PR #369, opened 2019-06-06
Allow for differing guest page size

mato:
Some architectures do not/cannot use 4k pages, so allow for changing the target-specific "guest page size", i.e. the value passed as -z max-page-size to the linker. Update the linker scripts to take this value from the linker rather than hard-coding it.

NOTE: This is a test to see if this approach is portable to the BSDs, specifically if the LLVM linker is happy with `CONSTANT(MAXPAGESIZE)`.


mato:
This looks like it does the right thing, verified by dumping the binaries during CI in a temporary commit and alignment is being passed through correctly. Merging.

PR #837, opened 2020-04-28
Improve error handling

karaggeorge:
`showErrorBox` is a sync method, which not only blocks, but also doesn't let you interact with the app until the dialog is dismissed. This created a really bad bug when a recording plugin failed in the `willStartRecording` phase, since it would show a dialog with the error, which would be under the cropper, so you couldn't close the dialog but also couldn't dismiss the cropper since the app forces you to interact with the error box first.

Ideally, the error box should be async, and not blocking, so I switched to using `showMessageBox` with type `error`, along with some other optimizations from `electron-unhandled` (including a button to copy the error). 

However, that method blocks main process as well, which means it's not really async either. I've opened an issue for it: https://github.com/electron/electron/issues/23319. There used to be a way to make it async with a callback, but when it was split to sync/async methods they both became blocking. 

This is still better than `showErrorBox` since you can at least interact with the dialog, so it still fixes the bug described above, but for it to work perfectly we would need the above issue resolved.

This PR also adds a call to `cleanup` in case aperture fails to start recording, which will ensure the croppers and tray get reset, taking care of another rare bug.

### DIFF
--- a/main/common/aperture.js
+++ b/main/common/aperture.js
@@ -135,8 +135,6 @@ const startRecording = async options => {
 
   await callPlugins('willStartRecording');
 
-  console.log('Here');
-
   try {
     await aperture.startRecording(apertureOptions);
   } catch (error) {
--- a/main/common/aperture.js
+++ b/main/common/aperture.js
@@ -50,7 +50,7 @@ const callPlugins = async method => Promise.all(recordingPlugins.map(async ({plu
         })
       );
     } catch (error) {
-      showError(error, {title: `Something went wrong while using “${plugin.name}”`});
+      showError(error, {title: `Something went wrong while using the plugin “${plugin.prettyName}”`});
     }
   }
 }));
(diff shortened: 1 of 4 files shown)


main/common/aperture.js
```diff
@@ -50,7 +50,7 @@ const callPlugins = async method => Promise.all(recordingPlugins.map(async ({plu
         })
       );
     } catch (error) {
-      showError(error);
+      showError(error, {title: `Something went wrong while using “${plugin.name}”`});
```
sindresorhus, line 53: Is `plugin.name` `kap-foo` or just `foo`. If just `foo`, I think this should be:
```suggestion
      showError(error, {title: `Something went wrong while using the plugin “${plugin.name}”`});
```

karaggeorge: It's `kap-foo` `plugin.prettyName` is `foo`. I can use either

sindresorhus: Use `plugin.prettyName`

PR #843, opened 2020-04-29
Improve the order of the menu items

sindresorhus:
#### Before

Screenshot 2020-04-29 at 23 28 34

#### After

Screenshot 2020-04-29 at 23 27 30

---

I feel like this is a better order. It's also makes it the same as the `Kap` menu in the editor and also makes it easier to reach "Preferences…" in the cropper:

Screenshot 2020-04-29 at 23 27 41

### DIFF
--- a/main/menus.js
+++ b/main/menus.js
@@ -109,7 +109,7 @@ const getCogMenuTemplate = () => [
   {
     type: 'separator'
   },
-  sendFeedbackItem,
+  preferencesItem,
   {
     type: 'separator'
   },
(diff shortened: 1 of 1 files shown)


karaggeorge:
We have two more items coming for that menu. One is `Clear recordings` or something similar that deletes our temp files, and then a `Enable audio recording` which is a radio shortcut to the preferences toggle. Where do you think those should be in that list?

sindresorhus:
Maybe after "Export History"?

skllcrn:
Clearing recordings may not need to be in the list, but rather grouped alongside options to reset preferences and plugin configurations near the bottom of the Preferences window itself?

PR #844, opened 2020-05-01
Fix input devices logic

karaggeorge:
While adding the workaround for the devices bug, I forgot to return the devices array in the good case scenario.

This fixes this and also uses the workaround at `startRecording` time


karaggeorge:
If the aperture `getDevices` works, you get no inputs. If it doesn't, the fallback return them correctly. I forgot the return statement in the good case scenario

==

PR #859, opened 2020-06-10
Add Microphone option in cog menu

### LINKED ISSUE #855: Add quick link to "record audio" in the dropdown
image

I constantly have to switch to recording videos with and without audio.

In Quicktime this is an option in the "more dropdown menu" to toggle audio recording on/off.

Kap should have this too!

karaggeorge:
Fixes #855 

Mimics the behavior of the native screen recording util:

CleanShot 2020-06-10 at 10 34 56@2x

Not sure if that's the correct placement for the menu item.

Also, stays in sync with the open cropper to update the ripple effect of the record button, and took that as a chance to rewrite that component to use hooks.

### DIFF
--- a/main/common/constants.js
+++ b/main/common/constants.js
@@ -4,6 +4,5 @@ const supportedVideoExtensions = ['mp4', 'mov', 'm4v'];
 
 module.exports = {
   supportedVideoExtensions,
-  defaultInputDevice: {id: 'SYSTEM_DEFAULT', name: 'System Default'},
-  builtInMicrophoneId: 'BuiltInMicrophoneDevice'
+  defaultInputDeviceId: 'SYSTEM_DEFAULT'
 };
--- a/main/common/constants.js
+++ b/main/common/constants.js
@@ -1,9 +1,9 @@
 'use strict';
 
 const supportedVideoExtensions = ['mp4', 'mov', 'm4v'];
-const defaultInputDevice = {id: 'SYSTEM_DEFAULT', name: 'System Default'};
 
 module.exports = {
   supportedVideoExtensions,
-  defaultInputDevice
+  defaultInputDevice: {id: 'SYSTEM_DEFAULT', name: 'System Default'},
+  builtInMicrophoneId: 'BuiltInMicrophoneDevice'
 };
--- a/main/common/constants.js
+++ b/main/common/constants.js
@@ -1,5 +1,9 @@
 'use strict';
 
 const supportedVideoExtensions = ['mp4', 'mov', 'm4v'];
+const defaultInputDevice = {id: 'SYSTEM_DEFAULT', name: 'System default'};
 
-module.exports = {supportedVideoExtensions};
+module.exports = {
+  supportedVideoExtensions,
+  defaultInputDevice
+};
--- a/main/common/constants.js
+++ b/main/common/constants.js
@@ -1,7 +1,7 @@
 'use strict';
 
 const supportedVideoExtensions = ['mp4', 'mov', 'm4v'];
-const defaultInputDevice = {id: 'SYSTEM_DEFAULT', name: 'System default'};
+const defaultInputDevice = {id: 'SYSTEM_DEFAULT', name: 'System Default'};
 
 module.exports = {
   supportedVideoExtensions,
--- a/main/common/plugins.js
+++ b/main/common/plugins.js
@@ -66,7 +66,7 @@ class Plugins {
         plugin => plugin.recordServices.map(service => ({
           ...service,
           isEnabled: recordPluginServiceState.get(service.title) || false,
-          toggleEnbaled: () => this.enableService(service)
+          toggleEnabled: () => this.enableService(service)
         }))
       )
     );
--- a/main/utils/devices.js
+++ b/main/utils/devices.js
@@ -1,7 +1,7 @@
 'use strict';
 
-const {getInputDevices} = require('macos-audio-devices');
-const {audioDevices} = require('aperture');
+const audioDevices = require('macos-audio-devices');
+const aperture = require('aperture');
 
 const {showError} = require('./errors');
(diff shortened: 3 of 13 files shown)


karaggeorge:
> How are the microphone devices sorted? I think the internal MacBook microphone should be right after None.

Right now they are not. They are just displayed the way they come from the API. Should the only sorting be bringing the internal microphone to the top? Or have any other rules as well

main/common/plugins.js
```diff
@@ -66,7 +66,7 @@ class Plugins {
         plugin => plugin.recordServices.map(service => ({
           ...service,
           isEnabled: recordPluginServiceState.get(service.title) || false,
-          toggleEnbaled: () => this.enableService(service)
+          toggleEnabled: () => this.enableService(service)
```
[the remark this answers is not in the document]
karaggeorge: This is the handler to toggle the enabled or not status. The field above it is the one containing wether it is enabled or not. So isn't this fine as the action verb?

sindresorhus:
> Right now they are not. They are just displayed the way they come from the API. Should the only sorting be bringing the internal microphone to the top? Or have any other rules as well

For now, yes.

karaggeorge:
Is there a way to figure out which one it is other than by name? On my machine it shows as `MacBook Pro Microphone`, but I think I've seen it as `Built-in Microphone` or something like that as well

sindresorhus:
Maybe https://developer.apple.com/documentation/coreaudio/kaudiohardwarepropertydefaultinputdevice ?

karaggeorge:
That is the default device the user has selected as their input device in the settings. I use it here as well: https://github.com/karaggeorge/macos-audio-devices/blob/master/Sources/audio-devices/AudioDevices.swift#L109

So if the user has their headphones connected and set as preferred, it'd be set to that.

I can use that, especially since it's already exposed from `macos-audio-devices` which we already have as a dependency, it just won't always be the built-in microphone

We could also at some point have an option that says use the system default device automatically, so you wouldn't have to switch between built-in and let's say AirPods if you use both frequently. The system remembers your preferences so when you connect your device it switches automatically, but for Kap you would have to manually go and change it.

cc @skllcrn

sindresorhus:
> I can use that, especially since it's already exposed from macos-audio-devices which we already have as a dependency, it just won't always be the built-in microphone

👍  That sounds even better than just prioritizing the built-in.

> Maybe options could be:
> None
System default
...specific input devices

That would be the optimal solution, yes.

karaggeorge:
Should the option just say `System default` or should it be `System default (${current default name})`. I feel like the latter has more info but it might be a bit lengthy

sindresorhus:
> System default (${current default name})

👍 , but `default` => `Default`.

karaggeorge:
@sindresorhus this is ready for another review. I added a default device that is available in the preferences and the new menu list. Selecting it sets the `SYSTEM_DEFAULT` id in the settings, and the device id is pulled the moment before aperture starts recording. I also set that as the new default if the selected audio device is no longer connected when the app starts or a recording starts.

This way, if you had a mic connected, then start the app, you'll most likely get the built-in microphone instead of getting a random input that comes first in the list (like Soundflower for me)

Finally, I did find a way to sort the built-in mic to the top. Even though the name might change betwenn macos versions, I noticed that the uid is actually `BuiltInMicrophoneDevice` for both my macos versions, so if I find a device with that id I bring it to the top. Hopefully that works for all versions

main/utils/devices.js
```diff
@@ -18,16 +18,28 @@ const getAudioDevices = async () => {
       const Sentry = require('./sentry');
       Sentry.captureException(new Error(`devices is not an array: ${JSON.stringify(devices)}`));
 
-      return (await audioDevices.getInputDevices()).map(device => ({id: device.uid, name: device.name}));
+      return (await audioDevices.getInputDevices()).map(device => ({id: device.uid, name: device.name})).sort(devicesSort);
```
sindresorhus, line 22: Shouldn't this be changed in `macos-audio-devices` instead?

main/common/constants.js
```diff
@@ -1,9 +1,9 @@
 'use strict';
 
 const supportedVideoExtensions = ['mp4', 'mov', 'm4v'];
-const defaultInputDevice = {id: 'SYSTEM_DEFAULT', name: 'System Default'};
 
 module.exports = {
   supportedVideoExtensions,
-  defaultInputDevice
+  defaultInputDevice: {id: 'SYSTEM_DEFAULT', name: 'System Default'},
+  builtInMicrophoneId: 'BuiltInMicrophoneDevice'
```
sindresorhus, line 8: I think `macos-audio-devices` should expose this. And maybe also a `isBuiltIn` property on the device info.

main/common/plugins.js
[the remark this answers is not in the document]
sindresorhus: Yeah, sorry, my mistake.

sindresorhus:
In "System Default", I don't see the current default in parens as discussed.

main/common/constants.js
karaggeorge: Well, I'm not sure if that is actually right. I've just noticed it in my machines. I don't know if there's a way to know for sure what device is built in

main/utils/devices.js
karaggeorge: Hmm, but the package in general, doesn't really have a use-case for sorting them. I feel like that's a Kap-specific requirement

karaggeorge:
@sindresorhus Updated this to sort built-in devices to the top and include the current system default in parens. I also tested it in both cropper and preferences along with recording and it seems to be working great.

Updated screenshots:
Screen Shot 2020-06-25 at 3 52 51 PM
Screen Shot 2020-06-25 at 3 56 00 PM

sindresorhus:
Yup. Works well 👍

Task statement
The string "need": state how many lines above contain it, giving nothing but the number.

Solution for this problem
2